■ **Requirement**: Return all the entries below exactly as they were given.

☆ ☆ ☆ ☆ ☆ ☆ ☆

PR #97, opened 2021-02-17
ADD: Support for multi-file submissions and result versions

thearchitector:


indico/queries/workflow.py
```diff
@@ -134,23 +133,27 @@ def requests(self):
 class _WorkflowSubmission(GraphQLRequest):
 
     query = """
-        mutation workflowSubmissionMutation($workflowId: Int!, ${arg_}: {type_}, $recordSubmission: Boolean) {{
-            {mutation_name}(workflowId: $workflowId, {arg_}: ${arg_}, recordSubmission: $recordSubmission) {{
+        mutation workflowSubmissionMutation($workflowId: Int!, ${arg_}: {type_}, $recordSubmission: Boolean, $bundle: Boolean, $resultVersion: SubmissionResultVersion) {{
+            {mutation_name}(workflowId: $workflowId, {arg_}: ${arg_}, recordSubmission: $recordSubmission, bundle: $bundle, resultVersion: $resultVersion) {{
```
jkgenser, line 137: If someone on an older IPA version runs this query and `resultVersion` is not on the schema this will break. How are you guys thinking of mitigating this?

pastap: This is a super good point. Elias, here is an example of how we dealt with exposing an option to clients without expecting that the underlying server might not support it (in this case, predictOptions was the issue): https://github.com/IndicoDataSolutions/indico-client-python/blob/master/indico/queries/model_groups/model_groups.py#L291
You can see, Jerry had to basically format the graphene query string based upon user input - so "bundles" as an arg only gets used if "bundles" kwarg is specified by a user

thearchitector: This is only a problem because customers might be running their own platform right? This wouldn't be a problem we were in control

jkgenser: Even if we run the platform, the customer may be on an older version because the customer or us hasn't schedule an upgrade

thearchitector: What would a case where we require a the clients be used with certain ipa version ranges? Having the clients support all ipa versions doesn't make much sense to me

jkgenser: We don't right now to my knowledge have explicit pinning of what IPA platform versions a given client version supports or how many versions back a new client version should support but these are good points. I know it's been discussed but I don't think a final solution has been settled on. IMO it's hard to enforce this until we have automated testing set up for clients which we don't yet. And also platforms versions for them to run against. But Liz and Nic would better in terms of what policies we'll drive for and what constraints are preventing us from having created or enforcing them yet

jkgenser (approved):

pastap (approved):

indico/queries/workflow.py
```diff
@@ -278,9 +322,21 @@ class WorkflowSubmissionDetailed(WorkflowSubmission):
     detailed_response = True
 
     def __init__(
-        self, workflow_id: int, files: List[str] = None, urls: List[str] = None
+        self,
```
nkassis, line 325: Did the black formatter let this happen? I like this style but the formatter used to just change this to all be on one line.

tests/integration/queries/test_workflow.py
```diff
@@ -90,12 +90,77 @@ def test_workflow_submission(
...
+        {"urls": [PUBLIC_URL + "mock.pdf"] * 3},
+        {"files": [str(Path(__file__).parents[1]) + "/data/mock.pdf"] * 3},
+    ],
+)
+def test_workflow_submission_versioned(
+    indico, airlines_dataset, airlines_model_group: ModelGroup, _input
+):
+    client = IndicoClient()
+    wfs = client.call(ListWorkflows(dataset_ids=[airlines_dataset.id]))
+    wf = max(wfs, key=lambda w: w.id)
```
nkassis, line 112: kinda feels like we should put this into a fixture, also probably not trust whatever the latest workflow is on that dataset. Could be something crazy and we now have a test interdependence.

nkassis (approved):
Some minor comments that aren't blocking but I think we could do them separately as improvements.

indico/queries/workflow.py
thearchitector: yea, it formatted it - not sure why but thats what it decided was best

☆ ☆ ☆ ☆ ☆ ☆ ☆

■ **Solution**:
PR #97, opened 2021-02-17
ADD: Support for multi-file submissions and result versions

thearchitector:


indico/queries/workflow.py
```diff
@@ -134,23 +133,27 @@ def requests(self):
 class _WorkflowSubmission(GraphQLRequest):
 
     query = """
-        mutation workflowSubmissionMutation($workflowId: Int!, ${arg_}: {type_}, $recordSubmission: Boolean) {{
-            {mutation_name}(workflowId: $workflowId, {arg_}: ${arg_}, recordSubmission: $recordSubmission) {{
+        mutation workflowSubmissionMutation($workflowId: Int!, ${arg_}: {type_}, $recordSubmission: Boolean, $bundle: Boolean, $resultVersion: SubmissionResultVersion) {{
+            {mutation_name}(workflowId: $workflowId, {arg_}: ${arg_}, recordSubmission: $recordSubmission, bundle: $bundle, resultVersion: $resultVersion) {{
```
jkgenser, line 137: If someone on an older IPA version runs this query and `resultVersion` is not on the schema this will break. How are you guys thinking of mitigating this?

pastap: This is a super good point. Elias, here is an example of how we dealt with exposing an option to clients without expecting that the underlying server might not support it (in this case, predictOptions was the issue): https://github.com/IndicoDataSolutions/indico-client-python/blob/master/indico/queries/model_groups/model_groups.py#L291
You can see, Jerry had to basically format the graphene query string based upon user input - so "bundles" as an arg only gets used if "bundles" kwarg is specified by a user

thearchitector: This is only a problem because customers might be running their own platform right? This wouldn't be a problem we were in control

jkgenser: Even if we run the platform, the customer may be on an older version because the customer or us hasn't schedule an upgrade

thearchitector: What would a case where we require a the clients be used with certain ipa version ranges? Having the clients support all ipa versions doesn't make much sense to me

jkgenser: We don't right now to my knowledge have explicit pinning of what IPA platform versions a given client version supports or how many versions back a new client version should support but these are good points. I know it's been discussed but I don't think a final solution has been settled on. IMO it's hard to enforce this until we have automated testing set up for clients which we don't yet. And also platforms versions for them to run against. But Liz and Nic would better in terms of what policies we'll drive for and what constraints are preventing us from having created or enforcing them yet

jkgenser (approved):

pastap (approved):

indico/queries/workflow.py
```diff
@@ -278,9 +322,21 @@ class WorkflowSubmissionDetailed(WorkflowSubmission):
     detailed_response = True
 
     def __init__(
-        self, workflow_id: int, files: List[str] = None, urls: List[str] = None
+        self,
```
nkassis, line 325: Did the black formatter let this happen? I like this style but the formatter used to just change this to all be on one line.

tests/integration/queries/test_workflow.py
```diff
@@ -90,12 +90,77 @@ def test_workflow_submission(
...
+        {"urls": [PUBLIC_URL + "mock.pdf"] * 3},
+        {"files": [str(Path(__file__).parents[1]) + "/data/mock.pdf"] * 3},
+    ],
+)
+def test_workflow_submission_versioned(
+    indico, airlines_dataset, airlines_model_group: ModelGroup, _input
+):
+    client = IndicoClient()
+    wfs = client.call(ListWorkflows(dataset_ids=[airlines_dataset.id]))
+    wf = max(wfs, key=lambda w: w.id)
```
nkassis, line 112: kinda feels like we should put this into a fixture, also probably not trust whatever the latest workflow is on that dataset. Could be something crazy and we now have a test interdependence.

nkassis (approved):
Some minor comments that aren't blocking but I think we could do them separately as improvements.

indico/queries/workflow.py
thearchitector: yea, it formatted it - not sure why but thats what it decided was best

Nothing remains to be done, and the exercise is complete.